I do not propose to discuss the report of the Presidential Commission of Inquiry handed over last week, except to the extent that it may influence the Eastern Container project. A expose can be found in Colombo Telegraph at: https://www.colombotelegraph.com/index.php/full-text-of-the-leaked-report-war-criminals-murderers-and-fraudsters-exonerated-by-nandasenas-political-victimisation-commission/ The CT story alleges that the report is an attempt to “exonerate, white-wash and acquit without charge perpetrators of the most heinous crimes committed in Sri Lanka in the recent past and in many cases reward murderers, abductors, and money launderers with compensation by the state”. The report unanimously recommends that “indictments against every accused in emblematic cases highlighted by the UN be dismissed, indictments in currently active trials be quashed; that high military officers, sergeants and sailors charged with rape, kidnapping, extortion rackets, abduction and assaulted be acquitted and released”.

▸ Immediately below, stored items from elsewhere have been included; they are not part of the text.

PR #7078, opened 2022-09-22
"valid signature" -> "signature by a trusted key"

Ericson2314:
I just had a colleague get confused by the previous phrase for good reason. "valid" sounds like an *objective* criterion, e.g. and *invalid signature* would be one that would be trusted by no one, e.g. because it misformatted or something.

What is actually going is that there might be a signature which is perfectly valid to *someone else*, but not to the user, because they don't trust the corresponding public key. This is a *subjective* criterion, because it depends on the arbitrary and personal choice of which public keys to trust.

~~I therefore think "trustworthy" is a better adjective to use. Whether something is worthy of trust is clearly subjective, and then "trust" within that word nicely evokes `trusted-public-keys` and friends.~~

"signature by a trusted key" is unambiguous.

### DIFF
--- a/src/libstore/globals.hh
+++ b/src/libstore/globals.hh
@@ -560,9 +560,15 @@ public:
         R"(
           If set to `true` (the default), any non-content-addressed path added
           or copied to the Nix store (e.g. when substituting from a binary
-          cache) must have a trustworthy signature, that is, be signed using one of
-          the keys listed in `trusted-public-keys` or `secret-key-files`. Set
-          to `false` to disable signature checking.
+          cache) must have a signature by a key we trust. A trusted key is one
+          listed in `trusted-public-keys`, or a public key counterpart to a
+          private key stored in a file listed in `secret-key-files`.
+          
+          Set to `false` to disable signature checking and trust all
+          non-content-addressed paths unconditionally.
+          
+          (Content-addressed paths are inherently trustworthy and thus
+          unaffected by this configuration option.)
         )"};
 
     Setting<StringSet> extraPlatforms{
--- a/src/libstore/globals.hh
+++ b/src/libstore/globals.hh
@@ -560,7 +560,7 @@ public:
         R"(
           If set to `true` (the default), any non-content-addressed path added
           or copied to the Nix store (e.g. when substituting from a binary
-          cache) must have a signature by a key we trust. A trusted key is one
+          cache) must have a signature by a trusted key. A trusted key is one
           listed in `trusted-public-keys`, or a public key counterpart to a
           private key stored in a file listed in `secret-key-files`.
           
--- a/src/libstore/globals.hh
+++ b/src/libstore/globals.hh
@@ -560,7 +560,7 @@ public:
         R"(
           If set to `true` (the default), any non-content-addressed path added
           or copied to the Nix store (e.g. when substituting from a binary
-          cache) must have a valid signature, that is, be signed using one of
+          cache) must have a trustworthy signature, that is, be signed using one of
           the keys listed in `trusted-public-keys` or `secret-key-files`. Set
           to `false` to disable signature checking.
         )"};
--- a/src/libstore/local-store.cc
+++ b/src/libstore/local-store.cc
@@ -751,7 +751,7 @@ void LocalStore::registerDrvOutput(const Realisation & info, CheckSigsFlag check
     if (checkSigs == NoCheckSigs || !realisationIsUntrusted(info))
         registerDrvOutput(info);
     else
-        throw Error("cannot register realisation '%s' because it lacks a trustworthy signature", info.outPath.to_string());
+        throw Error("cannot register realisation '%s' because it lacks a signature by a trusted key", info.outPath.to_string());
 }
 
 void LocalStore::registerDrvOutput(const Realisation & info)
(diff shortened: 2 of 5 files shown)


fricklerhandwerk:
I agree with the reasoning, it just reads clunky. Would it be wrong to say "trusted signature"? That would align even more nicely, and read more fluently.

Ericson2314:
I didn't want to use "trusted" because I was worried that people might think "trusted signatures" and "trusted public keys" are two independent "entry points" of trust. Well-formed Signatures themselves are always "trusted" in the sense that in

> trusted signature & trusted public key => trusted store object

the signature is trivially trusted, and trust flows from the public key to the store object if the signature and public key match.

`trustworthy` vs `trusted` was a (perhaps feeble) way to indicate public keys and signatures work differently.

Ericson2314:
Maybe I am overthinking the English :).

src/libstore/local-store.cc
```diff
@@ -751,7 +751,7 @@ void LocalStore::registerDrvOutput(const Realisation & info, CheckSigsFlag check
     if (checkSigs == NoCheckSigs || !realisationIsUntrusted(info))
         registerDrvOutput(info);
     else
-        throw Error("cannot register realisation '%s' because it lacks a valid signature", info.outPath.to_string());
+        throw Error("cannot register realisation '%s' because it lacks a trustworthy signature", info.outPath.to_string());
```
Ericson2314, line 754:
```suggestion
        throw Error("cannot register realisation '%s' because it lacks a signature by a trusted public key", info.outPath.to_string());
```

src/libstore/local-store.cc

This commission from hell was chaired by disgraced retired Supreme Court Judge Upali Abeyratne and included retired Court of Appeal Judge Chandrasiri Jayathilake and former IGP Chandra Fernando. It was a Gota regime whitewash squad reflecting regime thoughts and desires. The release of this stinking report at this moment, the eve of the Geneva UNHRC meeting where a devastating attack on the Lankan Government by the UN High Commissioner pointing to escalation of punitive measures is feared, has detonated a bomb under the regime’s backside. The recommendations are music to the ears of Gota’s military junta and it is impossible for the regime to condemn the report as this would enrage chauvinists and monk-mobs. On the other hand the MR loyal political side is acutely embarrassed. In order to minimise a skewering at Geneva and reprisals from the West will the government assuage Western anger by handing over the Eastern Terminal project to the Japan-India consortium? I expect to see heightened tension in the government between the military (GR) and the political (MR) wings of state power in the coming months.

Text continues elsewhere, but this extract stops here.